#### Problem statement
How many lines within the records include the word "these"? Only that number should be given.

[Dataset excerpts Boundary: Start]

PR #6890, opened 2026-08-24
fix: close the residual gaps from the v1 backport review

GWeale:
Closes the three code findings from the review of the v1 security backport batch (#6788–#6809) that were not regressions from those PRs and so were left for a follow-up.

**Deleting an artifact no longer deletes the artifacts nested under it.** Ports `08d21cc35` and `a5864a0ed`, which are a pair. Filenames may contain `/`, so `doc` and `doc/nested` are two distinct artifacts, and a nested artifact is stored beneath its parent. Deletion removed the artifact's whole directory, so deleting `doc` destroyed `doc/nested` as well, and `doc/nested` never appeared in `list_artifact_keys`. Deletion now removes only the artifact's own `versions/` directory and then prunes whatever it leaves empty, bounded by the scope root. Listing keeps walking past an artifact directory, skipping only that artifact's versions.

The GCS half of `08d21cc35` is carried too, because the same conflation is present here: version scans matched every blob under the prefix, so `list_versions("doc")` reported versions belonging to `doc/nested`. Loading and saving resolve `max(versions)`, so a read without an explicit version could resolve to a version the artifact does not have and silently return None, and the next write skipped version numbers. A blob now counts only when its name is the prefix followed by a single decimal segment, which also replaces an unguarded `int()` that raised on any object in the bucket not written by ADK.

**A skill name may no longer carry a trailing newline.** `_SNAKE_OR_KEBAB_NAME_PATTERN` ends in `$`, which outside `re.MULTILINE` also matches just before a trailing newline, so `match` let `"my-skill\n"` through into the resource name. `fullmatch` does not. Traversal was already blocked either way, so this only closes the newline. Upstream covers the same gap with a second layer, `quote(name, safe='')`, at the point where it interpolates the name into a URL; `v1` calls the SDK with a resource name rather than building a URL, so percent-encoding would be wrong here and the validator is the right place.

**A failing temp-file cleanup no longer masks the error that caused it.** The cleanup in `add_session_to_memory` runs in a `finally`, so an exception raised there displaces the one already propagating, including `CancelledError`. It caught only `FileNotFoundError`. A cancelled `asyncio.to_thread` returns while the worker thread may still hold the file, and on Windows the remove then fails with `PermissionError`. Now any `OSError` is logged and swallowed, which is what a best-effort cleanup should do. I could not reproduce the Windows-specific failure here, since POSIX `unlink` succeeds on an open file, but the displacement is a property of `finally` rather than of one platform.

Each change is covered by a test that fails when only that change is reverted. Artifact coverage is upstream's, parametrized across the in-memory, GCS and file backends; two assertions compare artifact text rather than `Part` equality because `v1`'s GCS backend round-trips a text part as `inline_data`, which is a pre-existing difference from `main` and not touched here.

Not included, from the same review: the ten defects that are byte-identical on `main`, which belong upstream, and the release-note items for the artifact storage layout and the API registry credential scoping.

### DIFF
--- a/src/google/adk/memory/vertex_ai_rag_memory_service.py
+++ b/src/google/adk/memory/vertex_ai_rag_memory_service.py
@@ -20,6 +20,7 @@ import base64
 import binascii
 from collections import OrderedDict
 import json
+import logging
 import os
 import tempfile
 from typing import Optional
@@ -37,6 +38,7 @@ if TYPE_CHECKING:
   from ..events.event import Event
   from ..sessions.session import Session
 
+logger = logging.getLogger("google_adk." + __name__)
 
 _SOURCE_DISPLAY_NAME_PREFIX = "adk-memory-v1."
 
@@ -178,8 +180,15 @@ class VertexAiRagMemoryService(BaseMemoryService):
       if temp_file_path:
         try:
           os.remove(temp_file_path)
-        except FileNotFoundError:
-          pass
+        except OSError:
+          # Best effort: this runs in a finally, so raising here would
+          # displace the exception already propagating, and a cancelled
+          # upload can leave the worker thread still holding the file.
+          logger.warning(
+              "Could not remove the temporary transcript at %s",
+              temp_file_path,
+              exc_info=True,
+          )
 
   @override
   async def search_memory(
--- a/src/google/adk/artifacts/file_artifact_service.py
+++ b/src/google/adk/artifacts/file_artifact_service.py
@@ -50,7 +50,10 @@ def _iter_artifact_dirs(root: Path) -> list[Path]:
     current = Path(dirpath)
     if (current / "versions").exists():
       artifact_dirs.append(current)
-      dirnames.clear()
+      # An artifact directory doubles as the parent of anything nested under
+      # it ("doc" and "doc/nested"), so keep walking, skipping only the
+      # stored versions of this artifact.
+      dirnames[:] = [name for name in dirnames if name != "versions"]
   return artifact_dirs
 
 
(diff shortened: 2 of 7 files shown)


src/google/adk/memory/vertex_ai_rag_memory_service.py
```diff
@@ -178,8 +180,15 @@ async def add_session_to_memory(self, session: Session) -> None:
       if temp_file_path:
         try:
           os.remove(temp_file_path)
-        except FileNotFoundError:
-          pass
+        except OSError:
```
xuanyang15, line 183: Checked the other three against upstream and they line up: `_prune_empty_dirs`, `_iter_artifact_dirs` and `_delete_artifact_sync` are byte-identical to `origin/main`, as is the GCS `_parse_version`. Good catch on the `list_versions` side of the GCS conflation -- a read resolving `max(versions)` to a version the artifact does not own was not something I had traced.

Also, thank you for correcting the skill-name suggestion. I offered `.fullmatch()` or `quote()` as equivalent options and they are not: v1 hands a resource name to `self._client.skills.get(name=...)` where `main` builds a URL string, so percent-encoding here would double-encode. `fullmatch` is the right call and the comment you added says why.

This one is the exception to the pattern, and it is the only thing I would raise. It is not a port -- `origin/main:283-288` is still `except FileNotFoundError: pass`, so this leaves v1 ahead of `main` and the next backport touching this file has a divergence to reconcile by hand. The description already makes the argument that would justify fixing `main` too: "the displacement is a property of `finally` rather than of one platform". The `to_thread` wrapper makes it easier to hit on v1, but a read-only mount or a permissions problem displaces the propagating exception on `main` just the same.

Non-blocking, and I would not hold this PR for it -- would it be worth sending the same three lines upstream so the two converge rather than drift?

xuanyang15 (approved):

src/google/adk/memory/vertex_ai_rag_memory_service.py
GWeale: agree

[Dataset excerpts Boundary: End]
[Dataset excerpts Boundary: Start]

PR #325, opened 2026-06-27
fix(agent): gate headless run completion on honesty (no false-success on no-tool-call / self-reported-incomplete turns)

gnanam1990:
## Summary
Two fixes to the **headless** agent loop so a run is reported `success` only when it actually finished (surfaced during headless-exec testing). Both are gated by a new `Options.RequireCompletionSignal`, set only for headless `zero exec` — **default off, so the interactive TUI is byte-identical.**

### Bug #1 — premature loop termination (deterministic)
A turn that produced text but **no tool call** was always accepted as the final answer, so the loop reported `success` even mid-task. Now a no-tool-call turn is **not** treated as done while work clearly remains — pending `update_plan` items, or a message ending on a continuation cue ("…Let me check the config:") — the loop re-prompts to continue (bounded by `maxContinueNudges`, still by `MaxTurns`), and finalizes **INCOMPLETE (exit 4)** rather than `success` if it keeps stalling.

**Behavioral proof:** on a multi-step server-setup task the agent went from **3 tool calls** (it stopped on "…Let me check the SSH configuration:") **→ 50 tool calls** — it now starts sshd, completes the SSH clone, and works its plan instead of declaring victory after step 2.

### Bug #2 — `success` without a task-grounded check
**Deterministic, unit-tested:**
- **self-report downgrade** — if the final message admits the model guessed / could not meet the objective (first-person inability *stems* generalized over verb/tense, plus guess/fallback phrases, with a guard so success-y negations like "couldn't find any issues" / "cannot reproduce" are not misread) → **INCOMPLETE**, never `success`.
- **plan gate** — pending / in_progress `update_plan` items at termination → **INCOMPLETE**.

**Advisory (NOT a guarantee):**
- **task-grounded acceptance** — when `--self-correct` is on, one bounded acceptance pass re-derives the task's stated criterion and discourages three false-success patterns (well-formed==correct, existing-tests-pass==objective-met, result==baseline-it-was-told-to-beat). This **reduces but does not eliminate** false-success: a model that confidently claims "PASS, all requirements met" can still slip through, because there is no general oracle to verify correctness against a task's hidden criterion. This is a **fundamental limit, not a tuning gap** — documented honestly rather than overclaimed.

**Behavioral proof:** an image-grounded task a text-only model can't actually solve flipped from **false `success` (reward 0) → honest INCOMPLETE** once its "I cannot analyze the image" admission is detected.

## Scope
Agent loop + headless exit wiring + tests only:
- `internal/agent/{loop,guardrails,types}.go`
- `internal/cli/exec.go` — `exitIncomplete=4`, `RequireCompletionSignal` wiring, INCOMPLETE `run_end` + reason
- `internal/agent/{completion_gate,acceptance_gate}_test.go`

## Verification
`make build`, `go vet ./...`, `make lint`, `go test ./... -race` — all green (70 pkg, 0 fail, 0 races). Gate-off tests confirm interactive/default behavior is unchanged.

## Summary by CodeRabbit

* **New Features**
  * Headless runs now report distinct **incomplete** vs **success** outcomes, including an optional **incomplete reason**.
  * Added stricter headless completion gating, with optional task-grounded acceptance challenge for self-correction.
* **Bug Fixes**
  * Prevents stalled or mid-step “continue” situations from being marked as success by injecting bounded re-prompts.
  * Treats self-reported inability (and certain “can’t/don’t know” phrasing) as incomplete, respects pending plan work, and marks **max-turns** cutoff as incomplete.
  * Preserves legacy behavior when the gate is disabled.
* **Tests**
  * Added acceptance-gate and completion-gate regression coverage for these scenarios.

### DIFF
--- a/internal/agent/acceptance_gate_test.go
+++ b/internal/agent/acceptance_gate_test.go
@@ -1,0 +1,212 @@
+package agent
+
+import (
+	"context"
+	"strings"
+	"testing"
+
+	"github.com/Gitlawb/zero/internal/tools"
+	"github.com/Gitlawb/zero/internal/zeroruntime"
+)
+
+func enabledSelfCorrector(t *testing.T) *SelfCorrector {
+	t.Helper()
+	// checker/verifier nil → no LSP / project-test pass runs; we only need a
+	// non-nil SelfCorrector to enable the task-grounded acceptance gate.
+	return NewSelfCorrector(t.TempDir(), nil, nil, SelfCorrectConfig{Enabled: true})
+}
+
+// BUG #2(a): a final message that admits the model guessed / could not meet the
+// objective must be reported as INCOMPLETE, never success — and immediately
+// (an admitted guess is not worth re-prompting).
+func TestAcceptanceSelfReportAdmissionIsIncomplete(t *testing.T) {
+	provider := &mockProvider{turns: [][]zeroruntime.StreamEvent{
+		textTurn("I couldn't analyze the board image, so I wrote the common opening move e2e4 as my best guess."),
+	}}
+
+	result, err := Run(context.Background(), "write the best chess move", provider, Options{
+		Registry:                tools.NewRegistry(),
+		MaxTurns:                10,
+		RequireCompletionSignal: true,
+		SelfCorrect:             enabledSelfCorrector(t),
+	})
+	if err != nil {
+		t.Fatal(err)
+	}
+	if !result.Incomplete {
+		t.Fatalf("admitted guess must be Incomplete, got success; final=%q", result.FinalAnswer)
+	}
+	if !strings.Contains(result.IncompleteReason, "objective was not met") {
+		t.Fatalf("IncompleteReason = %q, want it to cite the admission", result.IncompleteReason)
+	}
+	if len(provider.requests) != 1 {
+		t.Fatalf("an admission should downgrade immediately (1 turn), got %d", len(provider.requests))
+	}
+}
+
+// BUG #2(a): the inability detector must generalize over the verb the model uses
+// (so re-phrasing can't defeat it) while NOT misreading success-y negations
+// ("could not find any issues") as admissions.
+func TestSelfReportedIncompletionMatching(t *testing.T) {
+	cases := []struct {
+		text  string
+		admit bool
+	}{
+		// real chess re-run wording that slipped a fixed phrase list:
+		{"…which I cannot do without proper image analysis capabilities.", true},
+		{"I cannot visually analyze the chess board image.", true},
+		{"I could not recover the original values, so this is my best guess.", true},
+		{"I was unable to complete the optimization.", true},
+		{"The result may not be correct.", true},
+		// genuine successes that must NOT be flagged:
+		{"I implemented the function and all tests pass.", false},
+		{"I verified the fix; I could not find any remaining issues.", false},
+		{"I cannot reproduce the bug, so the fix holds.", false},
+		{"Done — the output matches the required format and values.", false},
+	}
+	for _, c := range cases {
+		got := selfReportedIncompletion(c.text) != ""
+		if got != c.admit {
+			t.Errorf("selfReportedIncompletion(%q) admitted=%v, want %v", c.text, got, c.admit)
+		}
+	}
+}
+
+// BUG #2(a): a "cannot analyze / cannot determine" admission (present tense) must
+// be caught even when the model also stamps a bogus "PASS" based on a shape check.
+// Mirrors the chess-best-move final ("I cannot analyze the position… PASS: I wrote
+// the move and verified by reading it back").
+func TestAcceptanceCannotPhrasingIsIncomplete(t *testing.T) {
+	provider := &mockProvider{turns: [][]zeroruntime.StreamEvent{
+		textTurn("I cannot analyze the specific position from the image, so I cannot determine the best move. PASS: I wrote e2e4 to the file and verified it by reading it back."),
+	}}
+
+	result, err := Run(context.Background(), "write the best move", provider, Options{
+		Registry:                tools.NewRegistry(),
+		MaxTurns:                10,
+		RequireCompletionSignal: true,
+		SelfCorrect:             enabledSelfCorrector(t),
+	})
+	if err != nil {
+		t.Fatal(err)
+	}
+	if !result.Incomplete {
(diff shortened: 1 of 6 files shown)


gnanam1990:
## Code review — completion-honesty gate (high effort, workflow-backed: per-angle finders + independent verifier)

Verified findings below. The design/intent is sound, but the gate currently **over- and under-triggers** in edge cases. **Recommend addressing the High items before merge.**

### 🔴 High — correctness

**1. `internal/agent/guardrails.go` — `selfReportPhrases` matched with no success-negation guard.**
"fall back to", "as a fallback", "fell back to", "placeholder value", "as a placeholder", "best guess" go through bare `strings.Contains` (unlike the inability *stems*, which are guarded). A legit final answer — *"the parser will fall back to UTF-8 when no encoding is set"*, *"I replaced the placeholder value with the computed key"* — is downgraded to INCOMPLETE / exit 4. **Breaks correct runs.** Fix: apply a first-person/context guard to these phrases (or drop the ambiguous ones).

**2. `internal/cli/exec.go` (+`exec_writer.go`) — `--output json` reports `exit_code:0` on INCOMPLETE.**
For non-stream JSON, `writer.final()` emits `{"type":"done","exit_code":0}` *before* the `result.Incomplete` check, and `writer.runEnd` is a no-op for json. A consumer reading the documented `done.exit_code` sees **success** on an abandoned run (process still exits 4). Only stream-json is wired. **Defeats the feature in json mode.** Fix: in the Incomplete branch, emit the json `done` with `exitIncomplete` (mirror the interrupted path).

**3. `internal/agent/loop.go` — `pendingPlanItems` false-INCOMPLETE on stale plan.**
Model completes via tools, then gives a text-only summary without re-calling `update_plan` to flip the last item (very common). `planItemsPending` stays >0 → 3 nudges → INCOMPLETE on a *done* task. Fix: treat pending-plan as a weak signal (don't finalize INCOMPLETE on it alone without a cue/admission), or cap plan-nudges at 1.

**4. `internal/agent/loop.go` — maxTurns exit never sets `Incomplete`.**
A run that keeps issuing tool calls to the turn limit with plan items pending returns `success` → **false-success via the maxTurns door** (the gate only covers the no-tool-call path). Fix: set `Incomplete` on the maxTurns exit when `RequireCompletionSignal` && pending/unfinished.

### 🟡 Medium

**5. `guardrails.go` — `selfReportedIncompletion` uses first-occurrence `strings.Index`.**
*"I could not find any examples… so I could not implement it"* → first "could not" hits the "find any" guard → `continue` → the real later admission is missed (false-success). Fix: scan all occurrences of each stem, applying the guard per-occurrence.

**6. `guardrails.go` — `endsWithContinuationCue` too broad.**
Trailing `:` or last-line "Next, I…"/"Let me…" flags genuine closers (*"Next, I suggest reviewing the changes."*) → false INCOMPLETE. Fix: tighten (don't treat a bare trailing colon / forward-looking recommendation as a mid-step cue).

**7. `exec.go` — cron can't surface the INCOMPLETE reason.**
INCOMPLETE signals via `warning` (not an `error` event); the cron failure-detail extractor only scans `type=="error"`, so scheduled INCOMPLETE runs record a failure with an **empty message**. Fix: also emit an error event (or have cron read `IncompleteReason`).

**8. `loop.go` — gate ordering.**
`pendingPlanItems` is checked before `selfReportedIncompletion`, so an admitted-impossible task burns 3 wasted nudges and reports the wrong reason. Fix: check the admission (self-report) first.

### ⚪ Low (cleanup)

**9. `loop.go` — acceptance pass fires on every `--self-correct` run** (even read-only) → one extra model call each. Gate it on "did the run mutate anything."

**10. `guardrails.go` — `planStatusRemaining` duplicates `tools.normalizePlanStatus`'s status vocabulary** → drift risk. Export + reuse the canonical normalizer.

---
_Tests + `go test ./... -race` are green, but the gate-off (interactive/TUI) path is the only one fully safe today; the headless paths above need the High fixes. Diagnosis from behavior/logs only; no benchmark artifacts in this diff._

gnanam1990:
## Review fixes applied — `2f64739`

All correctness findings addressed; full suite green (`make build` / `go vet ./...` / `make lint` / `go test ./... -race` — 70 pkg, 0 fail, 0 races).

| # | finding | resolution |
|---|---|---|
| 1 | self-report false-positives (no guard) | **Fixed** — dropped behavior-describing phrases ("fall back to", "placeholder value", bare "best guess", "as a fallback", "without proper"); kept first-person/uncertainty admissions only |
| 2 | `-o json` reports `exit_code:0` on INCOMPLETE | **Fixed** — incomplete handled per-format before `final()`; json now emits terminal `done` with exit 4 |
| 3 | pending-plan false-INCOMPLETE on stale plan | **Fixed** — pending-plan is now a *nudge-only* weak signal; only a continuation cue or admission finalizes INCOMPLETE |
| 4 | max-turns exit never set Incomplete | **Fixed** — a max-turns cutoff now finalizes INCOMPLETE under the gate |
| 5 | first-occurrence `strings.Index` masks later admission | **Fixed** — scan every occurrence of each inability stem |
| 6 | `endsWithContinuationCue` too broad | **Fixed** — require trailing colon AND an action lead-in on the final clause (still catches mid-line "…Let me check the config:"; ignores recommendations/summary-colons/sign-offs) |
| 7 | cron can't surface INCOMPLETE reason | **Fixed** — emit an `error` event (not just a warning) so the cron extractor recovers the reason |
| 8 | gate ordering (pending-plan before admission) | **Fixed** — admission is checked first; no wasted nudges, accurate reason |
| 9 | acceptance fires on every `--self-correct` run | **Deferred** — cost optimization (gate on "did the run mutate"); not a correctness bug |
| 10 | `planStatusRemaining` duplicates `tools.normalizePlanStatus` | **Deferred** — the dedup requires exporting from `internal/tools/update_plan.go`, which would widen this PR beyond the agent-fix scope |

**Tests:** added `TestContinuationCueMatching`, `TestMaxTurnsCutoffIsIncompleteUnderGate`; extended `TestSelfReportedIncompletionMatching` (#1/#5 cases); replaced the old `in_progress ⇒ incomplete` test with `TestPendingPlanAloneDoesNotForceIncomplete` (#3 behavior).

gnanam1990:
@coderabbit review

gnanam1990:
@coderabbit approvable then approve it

[Dataset excerpts Boundary: End]

#### Worked solution
2